I am pleased to now include Tara Tanaka, videographer and creator of the great “Big Red” egret video we saw the other day, as a Reader. With that status, she has permitted me to post her fantastic wildlife videos. Tara and her husband own a 45-acre cypress swamp, providing lots of opportunities for animal shots.
So today, in lieu of Readers’ Wildlife Photographs, I offer one of Tara’s other videos, “Teamwork.” Its subtitle is the sentence, “If it seems to warm and fuzzy, keep watching!” Its a vivid demonstration of the power of kin selection. Here are her notes:
A new and hopefully much improved edit of a video I posted last year. Digiscoped with two independent systems, both using GH4 cameras on Swarovski scopes, shot in 4K using manual focus. Enjoy!
The duck, by the way, is a black-bellied whistling duck, Dendrocygna autumnalis.
Tara’s Vimeo website is here and her flickr site, with lots of photos and videos, is here.
And for your bird aficionados, the Cornell site gives the range of the black-bellied whistler:

That was… well, who needs coffee? Not me.
My heart just filled up 13 times over…..
I have to assume that a lot of babies are lost to depredation in the swamp. Birds of prey, snakes, gators, raccoons…It’s tough out there.
My brother in law’s family has a home on a FL canal. Their new water poodle puppy (5 months) could not resist jumping in for a swim. A ‘gator was close by and took the pup in an instant. Needless to say, the kids were pretty upset.
That sounds horrific!
Oh, how heart-breaking!
Welcome Tara, to the WEIT carnival.
Nice video! I didn’t know that ducks could nest in regular bird nest boxes.
We have a nature preserve a few miles away that keeps similar above-ground boxes for a couple families of wood ducks. I know they prefer to nest well off the ground in tree holes, so it seems the same for these ducks.
Amazing video! So great to be able to capture the chicks’ first moments of freedom and danger.

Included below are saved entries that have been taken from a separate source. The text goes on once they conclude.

PR #1180, opened 2023-06-24
Export, compress & upload the draft-content-store-postgresql-branch DB to S3

aldavidson:
Export, compress, and upload-to-s3, the newly-import PostgreSQL database at the end of the mongo-to-postgres cronjob for `draft-content-store-postgresql-branch` in integration. This is needed so that the downstream consumers of the mongo database (Data Services, content-data app etc) can update their import scripts to import PostgreSQL rather than Mongo. 

[Trello card](https://trello.com/c/RxgagJzD/737-add-overnight-pgdump-of-content-store-postgresql-rds-instance-to-s3), part of the [overall epic](https://trello.com/c/C1BQDFTG/502-plan-for-migrating-content-store-off-mongodb)

I don't know how well this is going to work until I try it, this solution is quite verbose and could probably be DRY-ed up quite a lot. There are also a couple of questions outstanding:

- would we want to do this as part of _this_ job (makes sense to do it as soon as the import is finished), or as part of a separate port of the `govuk_env_sync` job [from govuk-puppet](https://github.com/alphagov/govuk-puppet/blob/782ae60e32118bdd50e3d4856d6bfd65ef010eaa/modules/govuk_env_sync/files/govuk_env_sync.sh)? 
- It also doesn't _need_ to all be run on the app images, there are probably simpler trusted images we could use (a postgres one for the first, maybe just a generic ubuntu one for all the other steps except the last s3 one ?)

### DIFF
--- a/charts/govuk-jobs/templates/content-store-mongo-to-postgres-cronjob.yaml
+++ b/charts/govuk-jobs/templates/content-store-mongo-to-postgres-cronjob.yaml
@@ -142,7 +142,6 @@ spec:
                   mountPath: /mongo-export
                 - name: app-tmp
                   mountPath: /tmp
-          containers:
             - name: import-mongo-data-to-postgresql
               image: "{{ .Values.images.ContentStorePostgresqlBranch.repository }}:{{ .Values.images.ContentStorePostgresqlBranch.tag }}"
               imagePullPolicy: "Always"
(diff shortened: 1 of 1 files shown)


sengi (approved):
This approach could potentially take a lot of local disk space on the kubelet — would be safer to stream it directly to `aws s3 cp` but happy to see how this goes for now since there's a lot of value in moving quickly on this.

charts/govuk-jobs/templates/content-store-mongo-to-postgres-cronjob.yaml
```diff
@@ -167,3 +166,103 @@ spec:
...
+                readOnlyRootFilesystem: true
+              volumeMounts:
+                - name: app-tmp
+                  mountPath: /tmp
+                - name: pg-dump
+                  mountPath: /pg-dump
+            - name: compress-pg-dump
+              image: "{{ .Values.images.ContentStorePostgresqlBranch.repository }}:{{ .Values.images.ContentStorePostgresqlBranch.tag }}"
+              imagePullPolicy: "Always"
+              command: ["tar"]
```
sengi, line 200: I'd probably at least do the tar/gzip in a shell pipeline so as to reduce the impact on local disk.

sengi:
I recently added the Postgres client tools to that `github-cli` image of ours btw, in case that helps.

aldavidson:
Just ran out of time - I'm off on holiday now, back August 14th. I'll have to park this and come back to it when I return

aldavidson:
> Just ran out of time - I'm off on holiday now, back August 14th. I'll have to park this and come back to it when I return

I am now back, and having come back to this with refreshed eyes & brain, I realised that I could simplify it quite a bit as the `-F c` flag to pg_dump produces a file that's [already compressed](https://www.postgresql.org/docs/current/app-pgdump.html) :
> The most flexible output file formats are the “custom” format (-Fc) and the “directory” format (-Fd). They (...)  are compressed by default. 

So we're now down to two steps - 1) dump, 2) upload to s3. Both steps also now use the `github-cli` image as you suggested.
I suggest we go with this, and once it's working, I'll then see if I can stream it directly to s3 in a single step as a separate PR.

PR #1181, opened 2023-06-26
Turn CSP report only off for Feedback, Finder-Frontend and Smart Answers

kevindew:
This is a draft because I don't want this applied until Tuesday morning.

This PR turns off Content Security Policy (CSP) report only mode for the applications owned by the User Experience Measurement (UXM) team. Turning report only mode off makes the CSP actually apply restrictions, whereas previously it would report and not block.

This is the first time I've created a PR for this repo so I've got a couple of questions:

1. Is the approach I've used to configuring the variables going to work, I'm assuming a variable set in`charts/app-config/values-integration.yaml` overrides something set in `charts/app-config/values.yaml`?
2. Have I got the conditional correct?
3. I'm assuming that once merged this just applies automatically to each environment and doesn't need any extra deploy steps, is that correct?

### DIFF
--- a/charts/app-config/templates/env-configmap.yaml
+++ b/charts/app-config/templates/env-configmap.yaml
@@ -17,7 +17,9 @@ data:
   GOVUK_APP_DOMAIN: ""
   GOVUK_APP_DOMAIN_EXTERNAL: {{ .Values.publishingDomainSuffix }}
   GOVUK_ASSET_ROOT: https://{{ .Values.assetsDomain }}
-  GOVUK_CSP_REPORT_ONLY: {{ .Values.cspReportOnly | quote }}
+  {{- if .Values.cspReportOnly }}
+  GOVUK_CSP_REPORT_ONLY: "true"
+  {{- end }}
   GOVUK_CSP_REPORT_URI: {{ .Values.cspReportURI | quote }}
   GOVUK_ENVIRONMENT: {{ .Values.govukEnvironment }}
   GOVUK_ENVIRONMENT_NAME: {{ .Values.govukEnvironment }}
--- a/charts/app-config/values-integration.yaml
+++ b/charts/app-config/values-integration.yaml
@@ -980,6 +980,7 @@ govukApplications:
 
 - name: feedback
   helmValues:
+    cspReportOnly: false
     extraEnv:
       - name: GOVUK_NOTIFY_ACCESSIBLE_FORMAT_REQUEST_REPLY_TO_ID
         value: 93109fea-34d9-4c38-ac7e-1ebc75e7416b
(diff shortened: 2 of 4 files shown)


charts/app-config/templates/env-configmap.yaml
```diff
@@ -17,7 +17,9 @@ data:
   GOVUK_APP_DOMAIN: ""
   GOVUK_APP_DOMAIN_EXTERNAL: {{ .Values.publishingDomainSuffix }}
   GOVUK_ASSET_ROOT: https://{{ .Values.assetsDomain }}
-  GOVUK_CSP_REPORT_ONLY: {{ .Values.cspReportOnly | quote }}
+  {{- if .Values.cspReportOnly }}
+  GOVUK_CSP_REPORT_ONLY: "true"
+  {{- end }}
```
sengi, line 22:
```suggestion
```

charts/app-config/values-integration.yaml
```diff
@@ -980,6 +980,7 @@ govukApplications:
 
 - name: feedback
   helmValues:
+    cspReportOnly: false
     extraEnv:
```
sengi, line 984: GitHub still doesn't support suggestions on lines that aren't already modified, so I'll use `feedback` to demonstrate the change you want, even though `feedback` isn't one of the apps whose environment you want to change.

You're gonna need to specify this on every app that cares about the flag (except the three where you're removing the flag, naturally).

I know it's a bit ugly, but it's the best we can do given that this flag is inverted in its sense (i.e. it means "disable this new feature" rather than "enable this new feature"). Alternatively you could flip the sense of the flag in its implementation so that you can just enable the feature app-by-app instead of having to disable it in most apps and then gradually un-disable it 🙂

```suggestion
    extraEnv:
      - name: GOVUK_CSP_REPORT_ONLY
        value: "true"
```

sengi (commented):
First lemme just check I've properly understood your goal. Currently all apps have `GOVUK_CSP_REPORT_ONLY=true` in their environment. You want to remove this from `finder-frontend`, `feedback` and `smart-answers`. Is that right?

If so, you'll need to remove it from that configmap so that you can set it for everything apart from `finder-frontend`, `feedback` and `smart-answers`.

kevindew:
> First lemme just check I've properly understood your goal. Currently all apps have GOVUK_CSP_REPORT_ONLY=true in their environment. You want to remove this from finder-frontend, feedback and smart-answers. Is that right?

Yup, that is correct. 

Ah sure so I can't use another app to disable the configmap?
Ok sure, I'll set up the env var everywhere. That seems easier than re-releasing the gem.

sengi:
Realised I didn't answer your question about rollout. Most changes don't need any extra steps, but environment variables that come from a configmap are an exception to this, at least for now. See [the instructions at the top of the configmap](https://github.com/alphagov/govuk-helm-charts/blob/individual-env-vars-for-csp/charts/app-config/templates/env-configmap.yaml#L1-L2).

kevindew:
Thanks Chris - that's helpful. I'll close this PR and create a new one since it'll be quite different. I'll tag you for a review.

PR #2246, opened 2024-08-05
Fix display of search quality monitoring alerts

csutter:
Turns out `mul` isn't available here causing an error, and we don't really have much by way of options to turn the proportion into a percentage, so just show it raw instead.


dj-maisy (approved):
🚀

PR #2248, opened 2024-08-05
Provision standalone Redis instance in staging for link-checker-api

brucebolt:
This creates the standalone instance of Redis in staging for Link Checker API.

Later commits will switch the application away from the shared instance.

[Trello card](https://trello.com/c/eqvVgy68)

### DIFF
--- a/charts/app-config/values-staging.yaml
+++ b/charts/app-config/values-staging.yaml
@@ -1445,6 +1445,11 @@ govukApplications:
       uploadAssets:
         enabled: false
       workerEnabled: true
+      redis:
+        enabled: true
+        redisUrlOverride:
+          app: &link-checker-redis redis://shared-redis-govuk.eks.staging.govuk-internal.digital
+          workers: *link-checker-redis
       extraEnv:
         - name: GDS_SSO_OAUTH_ID
           valueFrom:


theseanything (approved):

charts/app-config/values-staging.yaml
```diff
@@ -1445,6 +1445,11 @@ govukApplications:
       uploadAssets:
         enabled: false
       workerEnabled: true
+      redis:
+        enabled: true
+        redisUrlOverride:
+          app: &link-checker-redis redis://shared-redis-govuk.eks.staging.govuk-internal.digital
```
Gweaton, line 1451: The name `shared-redis...` suggests this isn't the standalone instance but the shared one, am I misunderstanding what this is doing?

brucebolt: This is the URL of the old (shared) Redis instance.  Setting these values allows us to override which instance the app and/or worker is using.  In this case, I'm continuing to use the old shared Redis until a later PR.

Gweaton: Ah, I thought that might be the case but was slightly thrown by the commit message's `This creates the standalone instance of Redis in staging for Link Checker API.`, which I read as it creating the new instance (rather than using the old shared one). Thanks for explaining 👍

brucebolt: Adding the `enabled: true` provisions the standalone instance and sets default URLs to point the app to the new Redis.  So we need to override those at the same time as provisioning the new instance.

Gweaton: Right, that makes sense 🙏

PR #2251, opened 2024-08-05
Provision standalone Redis instance in production for link-checker-api

brucebolt:
This creates the standalone instance of Redis in production for Link Checker API.

Later commits will switch the application away from the shared instance.

[Trello card](https://trello.com/c/eqvVgy68)

### DIFF
--- a/charts/app-config/values-production.yaml
+++ b/charts/app-config/values-production.yaml
@@ -1450,6 +1450,11 @@ govukApplications:
       uploadAssets:
         enabled: false
       workerEnabled: true
+      redis:
+        enabled: true
+        redisUrlOverride:
+          app: &link-checker-redis redis://shared-redis-govuk.eks.production.govuk-internal.digital
+          workers: *link-checker-redis
       extraEnv:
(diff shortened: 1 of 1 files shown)


charts/app-config/values-production.yaml
```diff
@@ -1450,6 +1450,11 @@ govukApplications:
       uploadAssets:
         enabled: false
       workerEnabled: true
+      redis:
+        enabled: true
+        redisUrlOverride:
```
Gweaton, line 1455: Re: [my confusion on the other branch](https://github.com/alphagov/govuk-helm-charts/pull/2248#discussion_r1704190581), if you've got the energy to do so, it could be worth specifying in the commit message that although we're provisioning the new instance with `enabled: true`, the addition of the manual URL override is what ensures we're not switching to it yet.

Gweaton (approved):

charts/app-config/values-production.yaml
brucebolt: Good idea, I've updated the commit message here.

PR #2254, opened 2024-08-05
Change Integration cronjob to import snapshot from Prod instead of Staging

ianhowell-gds:
### What
This is to change the snapshot restore cronjob to read from the Production S3 bucket instead of the Staging one

### Why
There have been a number of times when the snapshot imported from Staging into Integration has been corrupted somehow, resulting in the Integration Chat Opensearch Cluster Health going Red and the Integration Chat Service experiencing an outage. When the Test and Staging environments import snapshots from Production, this issue has not occurred.


rtrinque (approved):
Looks good

PR #2265, opened 2024-08-12
Rough draft of shared asset uploads

KludgeKML:
Rough change I think will be necessary to support 

- do we need to supply a .Values.uploadSharedAssets.path? Or do we just assume that's okay.


KludgeKML:
Closing because hopefully the actual solution will be even easier (we don't need to add an extra call to s3 sync, because we're just going to be putting gem and app assets in one big shared folder)

PR #2266, opened 2024-08-12
Remove GOVUK_NOTIFY_TEMPLATE_ID for frontend in integration

theseanything:
This doesn't appear to be used by frontend.


theseanything:
I couldn't find any references in the https://github.com/alphagov/frontend codebase that uses this env var.

beccapearce (approved):
Looks good to me! :)

PR #2281, opened 2024-08-21
Add new redis instance for contacts admin

callumknights:
Trello: https://trello.com/c/T2w1jKaF/1297-create-new-redis-instance-for-contacts-admin-and-move-contacts-admin-to-it-in-integration-and-staging


JonathanHallam (approved):
👍

PR #2282, opened 2024-08-21
Add email alert frontend to draft stack

KludgeKML:
Defines draft- apps for email-alert-frontend in all environments (draft-router-api was previously pointing to these non-existent apps, so no need to update it).

- Also removes an environment variable from the non-draft apps that is no longer used.

https://trello.com/c/KjFnLQwu/283-add-email-alert-frontend-to-draft-stack


ChrisBAshton (approved):
LGTM 👍

PR #2298, opened 2024-08-27
Add BigQuery env vars for GOV.UK Chat staging and production

chaecramb:
Adds env vars for connecting to the GCP BigQuery projects to be used for export by GOV.UK Chat staging and production environments. 

Note that staging uses the same GCP project as integration, hence the "gov-uk-chat-integration" project value in `charts/app-config/values-staging.yaml`. 

Credentials have already been added to Secrets Manager.


kevindew (approved):
Looks good 👍 

Only minor thing I'd suggest before merging is that you put the description about using integration in the commit message as well as the PR description.

PR #2300, opened 2024-08-28
Add gov.uk/chat as a routing rule in www-origin LB on integration

rtrinque:
We want to be able to access the govuk-chat app through the www.gov.uk/chat URL.
This modify the www-origin LB config to add a rule with higher priority that match on the www.gov.uk host and the /chat path.


ianhowell-gds (approved):
Looks good

PR #2301, opened 2024-08-28
Adds GOV.UK Chat crontask to export to BigQuery

chaecramb:
Automatically runs the `rake bigquery:export` task daily at 7 AM in the production server only.


kevindew (approved):
Looks good 👍

PR #2428, opened 2019-11-09
 add SOTM Africa 2019 banner 

enockseth:


tomhughes:
Arg. I do wish people wouldn't open these at the last minute...

enockseth:
Sorry and thanks @tomhughes! Better late than never... :)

This species is undergoing a rapid range expansion, probably due to global warming. Once, their U.S. range was limited to south Texas and it was rare to find them as far north as Houston. And now they seem to be traveling up the Mississippi into Tennessee.
I wonder if the gaters are moving north too. It is little things like that that might stir the republican right into trying to slow down global warming.
Yes, they were a fairly common summer bird in Houston 30 years ago, but nothing like the year round hordes these days.
I think they made their way around the Gulf to Florida only in the last twenty years or so.
I checked a few old sources. The Peterson Field Guide (1980) doesn’t mention black-bellied whistling ducks at all, just fulvous. Madge & Burn (1988) show them just a little bit north of Brownsville. And that accords pretty well with my experience in Texas.
I know the Peterson guide thoroughly surveys Eastern Texas, but I know there were at least a good number of whistlers in a few Houston parks by the mid 80’s. I lived near Hermann Park a few years then so I’m pretty sure I’m not mixing things up with ten years later. Maybe this was just a small urban pioneer summer colony, though it does seem odd that Peterson’s would miss it.
When you say “whistlers”, which species are you referring to? Fulvous whistling ducks were present in 1980 (and are in the Peterson guide), but black-bellied whistling ducks, as far as I know, were not.
Pretty sure they weren’t fulvous, but I wasn’t as aware of the distinction back then as I later became.
I wonder if they might be known escapees from the zoo and that’s why they weren’t recorded. Or I could simply have the species mixed up.
I was just trying to clarify. If species are expanding, any published map must lag a bit behind reality, so perhaps Madge & Burn were a little bit out of date by then, or perhaps these Houston ducks were an isolated few. I don’t recall seeing any black-bellied even in Corpus until the 1990s, but I was there only once every year or two. Anyone who really wants to document this should check Christmas count records, which I assume are by now online.
I’ve checked. Black-bellied whistling duck doesn’t show up in the Houston Christmas count until very late: 2005. For whatever that’s worth.
There was one in Michigan last year. They seem to showing up as vagrants far north of their traditional range relatively frequently. Though not enough to not draw huge crowds of birders each time!
Sublime as always, Tara! Glad to have you aboard!
Wow. I’d seen a Facebook meme of ducklings jumping from a box a couple of years ago, but this is sublime with the alligator. Cute and terrifying. Fragile, feather-puffs.
Thanks to all for your nice comments – so great to get to share these.
I think we had our first BBWDs here in Tallahassee, FL about 4 years ago, but 2014 was the first year they successfully nested here (2 broods), and we had 3 broods this year.